Fig. 4: Optogenetic activation of RAm Nts neurons drives high-fidelity, short-latency spikes in laryngeal and expiratory muscles.
From: A brainstem circuit for phonation and volume control in mice
a, Schematic of optogenetic stimulation with EMG recording. NtsCre mice were bilaterally injected with AAV-DIO-bReaChES into RAm. An optical fiber delivered yellow laser light into RAm while EMG was simultaneously recorded from laryngeal (CT) and expiratory (EO) muscles and airflow by a spirometer. b, Airflow trace (top), integrated amplitude EMG trace for CT (middle) and EO (bottom) during optogenetic stimulation of RAm Nts neurons (yellow bar, 10 Hz).
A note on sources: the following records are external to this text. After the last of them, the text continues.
PR #994, opened 2023-10-04
fix: prevent undefined device ID when namespace

Seavenly:
## Description

These changes include 2 fixes
1. When using the SDK namespace feature, currently that results in `"undefined"` being passed up to the experiments endpoint because the SDK instance running inside the IFrame does not get passed the custom namespace and will always use the default namespace. To fix this issue we pass the default namespace into the IFrame to be used instead.
2. @danzhaas noticed that under certain circumstances that different device IDs could be sent to different endpoints for the same message instance. We were unable to reproduce this issue consistently so we have theoretical changes that enforce all local storage reading and writing to go through the common `belter` storage helper to ensure that the `belter` storage instance used by the SDK does not get out of sync with our manual mutations of local storage directly.

## Screenshots

N/A

## Testing instructions

N/A

### DIFF
--- a/src/utils/sdk.js
+++ b/src/utils/sdk.js
@@ -1,7 +1,7 @@
 /* eslint-disable eslint-comments/disable-enable-pair, no-else-return */
 import arrayFrom from 'core-js-pure/stable/array/from';
 
-import { isLocalStorageEnabled, getStorage as getBelterStorage } from '@krakenjs/belter/src';
+import { getStorage as getBelterStorage } from '@krakenjs/belter/src';
 import { SDK_QUERY_KEYS, SDK_SETTINGS } from '@paypal/sdk-constants/src';
 import {
     getClientID,
@@ -14,8 +14,10 @@ import {
     getSDKQueryParam,
     getCSPNonce,
     getNamespace as getSDKNamespace,
+    getDefaultNamespace as getDefaultSDKNamespace,
     getSessionID as getSDKSessionID,
     getStorageID as getSDKStorageID,
+    getStorageState as getSDKStorageState,
     getPayPalDomain as getSDKPayPalDomain,
     getDisableSetCookie as getSDKDisableCookie
 } from '@paypal/sdk-client/src';
@@ -116,11 +118,19 @@ export function getScriptAttributes() {
     }
 }
 
+export function getDefaultNamespace() {
+    if (__MESSAGES__.__TARGET__ === 'SDK') {
+        return getDefaultSDKNamespace();
+    } else {
+        return 'paypal';
+    }
+}
+
 export function getNamespace() {
     if (__MESSAGES__.__TARGET__ === 'SDK') {
         return getSDKNamespace();
     } else {
-        return getScript()?.getAttribute('data-pp-namespace') || 'paypal';
+        return getScript()?.getAttribute('data-pp-namespace') || getDefaultNamespace();
     }
 }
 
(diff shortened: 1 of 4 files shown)


src/utils/sdk.js
```diff
@@ -116,11 +118,19 @@ export function getScriptAttributes() {
...
+        return 'paypal';
+    }
+}
+
 export function getNamespace() {
     if (__MESSAGES__.__TARGET__ === 'SDK') {
         return getSDKNamespace();
     } else {
-        return getScript()?.getAttribute('data-pp-namespace') || 'paypal';
+        return getScript()?.getAttribute('data-pp-namespace') || getDefaultNamespace();
```
danzhaaspaypal, line 133: i believe we have been seeing this attribute labelled as `data-namespace` not `data-pp-namespace`, though perhaps we should cover both bases

danzhaaspaypal: further investigation: a confluence search returns only 1 example of `data-pp-namespace` (from our documentation no less) vs 55 examples of `data-namespace`

Seavenly: `data-namespace` will be covered via the `if` branch directly above https://github.com/paypal/paypal-messaging-components/blob/4ef68240772a58a4a178a4d6b1093d0901111a70/src/utils/sdk.js#L131 
The `else` is for the standalone variant that is commonly used when developing locally. The SDK script uses `data-*` prefixes, but our library uses `data-pp-*`.

src/utils/sdk.js
```diff
@@ -157,23 +167,12 @@ export function getOrCreateDeviceID() {
...
-              `__${getNamespace()}_storage__`,
-              JSON.stringify({
-                  ...getRawStorage(),
-                  ...values
-              }) ?? '{}'
-          )
-        : {};
+export function updateStorage(values) {
+    if (__MESSAGES__.__TARGET__ === 'SDK') {
+        return getSDKStorageState(storage => Object.assign(storage, values));
```
danzhaaspaypal, line 172: it looks like `getSDKStorageState` is going to always return the value defined as the SDK's `data-namespace` within its localStorage name (as long as it's defined).  Found that by diving into @paypal/sdk-client and @paypal/sdk-constants from here:
Screenshot 2023-10-09 at 4 06 21 PM

danzhaaspaypal: Screenshot 2023-10-09 at 4 13 15 PM
Screenshot 2023-10-09 at 4 13 25 PM

Seavenly: That's what we want and expect though, right?

danzhaaspaypal: no: we found that the sdk, even when it has a namespace specified, will write its deviceID to __paypal_storage__ . So if we want consistent naming of our storage in both the paypal domain and merchant domain local storage, we would have to commit to using __paypal_storage__ for all our local storage names and never the data-namespace.

danzhaaspaypal: If I understand right, the desired outcome is that the merchant and the paypal localStorage use the same storage name.

Here's a short summary of the current behavior, and the behavior with this PR as-is:

This url will show the namespace situation as-is: given an SDK namespace of PayPalSDK, messaging.js will be incosistent with its localStorage use. 
http://localhost:8000/_personal/dan/localStorage/?env=stage&namespace=PayPalSDK
	• Localhost (Merchant) localStorage shows 
		○ `PayPalSDK_storage` complete with id and experiments.
	• Msmaster (paypal) localStorage shows 
		○ `paypal_storage` has id but, no experiments 
		○ `PayPalSDK_storage` has experiments, but no id.

This url will show this PR's namespace fix working: 
http://localhost:8000/_personal/dan/localStorage/?env=stage&namespace=PayPalSDK&stageTag=nate_device_id_0&testEnv=te-nschott-1122
	• Localhost (Merchant) localStorage shows 
		○ `PayPalSDK_storage` complete with id and experiments.
	• Msmaster (paypal) localStorage shows 
		○ `paypal_storage` with the same id and treatments

danzhaaspaypal: update: after discussing in slack, i change my answer and would say this PR is doing what we want and expect.

Without the PR, here is the behavior of the localStorage:
	• Localhost (Merchant) localStorage shows 
		○ `PayPalSDK_storage` complete with id and experiments.
	• Msmaster (paypal) localStorage shows 
		**○ `paypal_storage` has id but, no experiments 
		○ `PayPalSDK_storage` has experiments, but no id.**

With this PR's namespace fix working: 
	• Localhost (Merchant) localStorage shows 
		○ `PayPalSDK_storage` complete with id and experiments.
	• Msmaster (paypal) localStorage shows 
		**○ `paypal_storage` with the same id and treatments**

danzhaaspaypal (approved):

jadutter (approved):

Note rhythmic inspiratory activity of CT muscle and lack of EO activity during eupneic (normal) breathing before stimulus and then increases in CT and EO EMG activity during optogenetic stimulation, followed by gradual return to pre-stimulation breathing and EMG patterns. c, Quantification of integrated EMG amplitude (amp.) fold change (FC) from pre-stimulation period for CT (top) and EO (bottom) muscles during 0-Hz, 10-Hz, 20-Hz and 30-Hz optogenetic stimulation (n = 3 mice). Note progressive increase in EMG amplitude of both muscles with increasing stimulation frequency. CT: P = 0.0007 and EO: P = 0.008 by linear regression. d, Magnified traces from dashed boxed region in b during optogenetic stimulation pulses (yellow bars). Note short-latency, high-fidelity EMG spikes in both muscles after an optogenetic stimulation pulse but slightly longer latency of EO (~20 ms) versus CT (~8 ms) activation.